** Problem requirements **
Scan the material below for "continuation", then return each line that contains it.

** Record excerpts **
PR #3067, opened 2023-08-23
`Purchases`: don't clear intro eligibility / purchased products cache on first launch

NachoSoto:
These caches are important, especially for `RevenueCatUI`.
Without this fix, launching the app was doing this:
- Pre-warming cache
- Pre-warming cache a second time (to be fixed by a separate PR)
- Clearing cache

Which meant that the cache wasn't really warm when launching paywalls.

To fix that, this only clears the cache after receiving an actual change.

I've also removed `CustomerInfoManager.sendCachedCustomerInfoIfAvailable` because it wasn't used.

### DIFF
--- a/Sources/Identity/CustomerInfoManager.swift
+++ b/Sources/Identity/CustomerInfoManager.swift
@@ -19,8 +19,6 @@ class CustomerInfoManager {
 
     typealias CustomerInfoCompletion = @MainActor @Sendable (Result<CustomerInfo, BackendError>) -> Void
 
-    var lastSentCustomerInfo: CustomerInfo? { return self.data.value.lastSentCustomerInfo }
-
     private let offlineEntitlementsManager: OfflineEntitlementsManager
     private let operationDispatcher: OperationDispatcher
     private let backend: Backend
@@ -207,7 +205,6 @@ class CustomerInfoManager {
     func clearCustomerInfoCache(forAppUserID appUserID: String) {
         self.modifyData {
             $0.deviceCache.clearCustomerInfoCache(appUserID: appUserID)
-            $0.lastSentCustomerInfo = nil
         }
     }
 
@@ -250,6 +247,9 @@ class CustomerInfoManager {
             }
         }
     }
+
+    // Visible for tests
+    var lastSentCustomerInfo: CustomerInfo? { return self.data.value.lastSentCustomerInfo }
 
     private func removeObserver(with identifier: Int) {
         self.modifyData {
--- a/Sources/Identity/CustomerInfoManager.swift
+++ b/Sources/Identity/CustomerInfoManager.swift
@@ -100,14 +100,6 @@ class CustomerInfoManager {
         }
     }
 
-    func sendCachedCustomerInfoIfAvailable(appUserID: String) {
-        guard let info = self.cachedCustomerInfo(appUserID: appUserID) else {
-            return
-        }
-
-        self.sendUpdateIfChanged(customerInfo: info)
-    }
-
     // swiftlint:disable:next function_body_length
     func customerInfo(
         appUserID: String,
@@ -219,6 +211,12 @@ class CustomerInfoManager {
         }
     }
 
+    func setLastSentCustomerInfo(_ info: CustomerInfo) {
+        self.modifyData {
+            $0.lastSentCustomerInfo = info
+        }
+    }
+
     @available(iOS 13.0, macOS 10.15, tvOS 13.0, watchOS 6.2, *)
     var customerInfoStream: AsyncStream<CustomerInfo> {
         return AsyncStream(bufferingPolicy: .bufferingNewest(1)) { continuation in
@@ -226,15 +224,17 @@ class CustomerInfoManager {
                 continuation.yield(lastSentCustomerInfo)
             }
 
-            let disposable = self.monitorChanges { continuation.yield($0) }
+            let disposable = self.monitorChanges { _, new in continuation.yield(new) }
 
             continuation.onTermination = { @Sendable _ in disposable() }
         }
     }
 
+    typealias CustomerInfoChangeClosure = (_ old: CustomerInfo?, _ new: CustomerInfo) -> Void
+
     /// Allows monitoring changes to the active `CustomerInfo`.
     /// - Returns: closure that removes the created observation.
-    func monitorChanges(_ changes: @escaping (CustomerInfo) -> Void) -> () -> Void {
+    func monitorChanges(_ changes: @escaping CustomerInfoChangeClosure) -> () -> Void {
         self.modifyData {
             let lastIdentifier = $0.customerInfoObserversByIdentifier.keys
                 .sorted()
@@ -258,11 +258,12 @@ class CustomerInfoManager {
     }
 
     private func sendUpdateIfChanged(customerInfo: CustomerInfo) {
-        self.modifyData {
-            guard !$0.customerInfoObserversByIdentifier.isEmpty,
-                  $0.lastSentCustomerInfo != customerInfo else {
-                      return
-                  }
+        return self.modifyData {
+            let lastSentCustomerInfo = $0.lastSentCustomerInfo
+
+            guard !$0.customerInfoObserversByIdentifier.isEmpty, lastSentCustomerInfo != customerInfo else {
+                return
+            }
 
             if $0.lastSentCustomerInfo != nil {
                 Logger.debug(Strings.customerInfo.sending_updated_customerinfo_to_delegate)
@@ -276,7 +277,7 @@ class CustomerInfoManager {
             // this class' data. By making it async, the closure is invoked outside of the lock.
             self.operationDispatcher.dispatchAsyncOnMainThread { [observers = $0.customerInfoObserversByIdentifier] in
                 for closure in observers.values {
-                    closure(customerInfo)
+                    closure(lastSentCustomerInfo, customerInfo)
                 }
             }
         }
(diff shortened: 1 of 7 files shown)


Sources/Identity/CustomerInfoManager.swift
```diff
@@ -100,14 +98,6 @@ class CustomerInfoManager {
         }
     }
 
-    func sendCachedCustomerInfoIfAvailable(appUserID: String) {
```
NachoSoto, line 103: This wasn't being used by anything other than in tests.

Sources/Identity/CustomerInfoManager.swift
```diff
@@ -19,8 +19,6 @@ class CustomerInfoManager {
 
     typealias CustomerInfoCompletion = @MainActor @Sendable (Result<CustomerInfo, BackendError>) -> Void
 
-    var lastSentCustomerInfo: CustomerInfo? { return self.data.value.lastSentCustomerInfo }
```
NachoSoto, line 22: This was only visible for tests so I moved it below.

Sources/Purchasing/Purchases/Purchases.swift
```diff
@@ -1478,10 +1478,13 @@ internal extension Purchases {
 
 private extension Purchases {
 
-    func handleCustomerInfoChanged(_ customerInfo: CustomerInfo) {
-        self.trialOrIntroPriceEligibilityChecker.clearCache()
-        self.purchasedProductsFetcher?.clearCache()
-        self.delegate?.purchases?(self, receivedUpdated: customerInfo)
+    func handleCustomerInfoChanged(from old: CustomerInfo?, to new: CustomerInfo) {
+        if old != nil {
```
NachoSoto, line 1482: This is the core of this change. We no longer clear the caches for the first time we receive a customer info change.

Tests/UnitTests/Identity/CustomerInfoManagerTests.swift
```diff
@@ -196,51 +207,10 @@ class CustomerInfoManagerTests: BaseCustomerInfoManagerTests {
         expect(self.mockBackend.invokedGetSubscriberDataCount) == 1
     }
 
-    func testSendCachedCustomerInfoIfAvailableForAppUserIDSendsIfNeverSent() throws {
```
NachoSoto, line 199: Removed all these tests for the unused method.

Tests/UnitTests/Identity/CustomerInfoManagerTests.swift
```diff
@@ -448,15 +418,45 @@ class CustomerInfoManagerTests: BaseCustomerInfoManagerTests {
     func testCacheCustomerInfoSendsToDelegateIfChanged() {
         self.customerInfoManager.cache(customerInfo: self.mockCustomerInfo, appUserID: "myUser")
         expect(self.customerInfoManagerChangesCallCount).toEventually(equal(1))
-        expect(self.customerInfoManagerLastCustomerInfo) == self.mockCustomerInfo
+        expect(self.customerInfoManagerLastCustomerInfoChange) == (old: nil, new: self.mockCustomerInfo)
+    }
+
+    func testCacheCustomerInfoSendsMultipleUpdatesIfChange() throws {
```
NachoSoto, line 424: We didn't have this test.

Tests/UnitTests/Identity/CustomerInfoManagerTests.swift
```diff
@@ -448,15 +418,45 @@ class CustomerInfoManagerTests: BaseCustomerInfoManagerTests {
...
     func testCacheCustomerInfoSendsToDelegateWhenComputedOnDevice() {
         let info = self.mockCustomerInfo.copy(with: .verifiedOnDevice)
 
         self.customerInfoManager.cache(customerInfo: info, appUserID: "myUser")
         expect(self.customerInfoManagerChangesCallCount).toEventually(equal(1))
-        expect(self.customerInfoManagerLastCustomerInfo) == info
+        expect(self.customerInfoManagerLastCustomerInfoChange) == (old: nil, new: info)
+    }
+
+    func testCacheCustomerInfoSendsToDelegateAfterCachingComputedOnDevice() {
```
NachoSoto, line 451: The first implementation broke integration tests in a way that this test now captures.

Sources/Identity/CustomerInfoManager.swift
```diff
@@ -215,7 +205,12 @@ class CustomerInfoManager {
     func clearCustomerInfoCache(forAppUserID appUserID: String) {
         self.modifyData {
             $0.deviceCache.clearCustomerInfoCache(appUserID: appUserID)
-            $0.lastSentCustomerInfo = nil
```
NachoSoto, line 218: This didn't make sense. It didn't matter because the property wasn't used by anything, but now this is used for sending the "old" value. Resetting this broke an integration test, which is what I captured in the new `testCacheCustomerInfoSendsToDelegateAfterCachingComputedOnDevice` test.

joshdholtz (approved):

Sources/Identity/CustomerInfoManager.swift
aboedo: interesting! I guess it's a holder from this: https://github.com/RevenueCat/purchases-ios/pull/1828/

aboedo (approved):
this reminds me of this old gem: https://linear.app/revenuecat/issue/SDK-2871/new-customerinfo-listener-with-diff, feels like this change would make that pretty much trivial?

Sources/Identity/CustomerInfoManager.swift
NachoSoto: Oh that's right 😇 this paves the way for that.

NachoSoto:
Oh that's right 😇 this paves the way for that.

rafaelnobrekz:
Hey @NachoSoto , is there even a way to clear these caches from the user side at all ? I'm having stale cache issues that persist even across a cold app start

NachoSoto:
There is not currently. What are you observing? Could you share some logs so we can take a look?

rafaelnobrekz:
We're hoping to add some trial introductory offers a few weeks from now, and that would go along with some UI updates on the paywall to showcase it to the users. But it takes a long time for the SDK to catch up with any updates we do on App Store Connect, it comes back from disk cache it seems:

```
2023-11-01 22:20:23.887923-0300 Kinzoo[92535:24609323] [offering] DEBUG: ℹ️ Skipping products request for these products because they were already cached: ["com.kinzoo.app.staging.club.yearly", "com.kinzoo.app.staging.club.monthly"]
2023-11-01 22:20:23.921121-0300 Kinzoo[92535:24609323] [customer] DEBUG: ℹ️ Local intro eligibility computed locally. Result: ["com.kinzoo.app.staging.club.monthly": IntroEligibilityStatus.eligible, "com.kinzoo.app.staging.club.yearly": IntroEligibilityStatus.noIntroOfferExists]
2023-11-01 22:20:23.921359-0300 Kinzoo[92535:24609323] [eligibility] DEBUG: ℹ️ Caching trial or intro eligibility for products: ["com.kinzoo.app.staging.club.yearly", "com.kinzoo.app.staging.club.monthly"]
```

Could you share with me what is the cache window duration if any? I believe it would have cleared if I killed the app, but apparently it does not

rafaelnobrekz:
The test I'm doing is actually adding/removing a free trial on App Store Connect, so product caching might also play a factor

NachoSoto:
>  it comes back from disk cache it seems:

Intro eligibility is never cached on disk though, only in memory (so re-computed when launching the app). The cache is cleared whenever the `CustomerInfo` changes (after a purchase, or when fetching an updated value from the server.

> But it takes a long time for the SDK to catch up with any updates we do on App Store Connect

Interesting. What types of changes are you making and what do you observe? Also can confirm if you're using SK1 or SK2?

rafaelnobrekz:
> Intro eligibility is never cached on disk though, only in memory (so re-computed when launching the app). The cache is cleared whenever the `CustomerInfo` changes (after a purchase, or when fetching an updated value from the server.
Cool, thanks for the assurance. I did notice the `clearCache()` call in `handleCustomerChanged`, would calling `Purchases.shared.getCustomerInfo(fetchPolicy: .fetchCurrent)` have any effect when the customer data does not change in an attempt to clear the cache through that means? Not that it would be any efficient. Anyway, the changes surviving restart suggest this is not my issue, possibly RC product cache (is it also memory-only?) or even StoreKit product caching.

> Interesting. What types of changes are you making and what do you observe? Also can confirm if you're using SK1 or SK2?
I am removing an existing Introductory Offer from App Store Connect (or adding one if it did not exist). I assume it wouldn't be a very common scenario, but it was caught by our QA team and we're trying to understand exactly what is the criteria for this to update or nudge it in the right way to refresh.
Regarding StoreKit, we're using the defaults for latest RC 4.29.0 so I assume it's SK2 for eligibility checking and SK1 for product listing and purchasing?

NachoSoto:
> Anyway, the changes surviving restart suggest this is not my issue, possibly RC product cache (is it also memory-only?) or even StoreKit product caching.

The SDK also doesn't have any on-disk product cache.

> Regarding StoreKit, we're using the defaults for latest RC 4.29.0 so I assume it's SK2 for eligibility checking and SK1 for product listing and purchasing?

The default is SK1 for everything. 

> we're trying to understand exactly what is the criteria for this to update or nudge it in the right way to refresh.

Our current guess is that there's some propagation lag by Apple when you update offers in ASC.
For testing this behavior I'd recommend using SK config files where you can simulate these changes more effectively than relying on ASC servers catching up 👍🏻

** Exercise solution **
         return AsyncStream(bufferingPolicy: .bufferingNewest(1)) { continuation in
                 continuation.yield(lastSentCustomerInfo)
-            let disposable = self.monitorChanges { continuation.yield($0) }
+            let disposable = self.monitorChanges { _, new in continuation.yield(new) }
             continuation.onTermination = { @Sendable _ in disposable() }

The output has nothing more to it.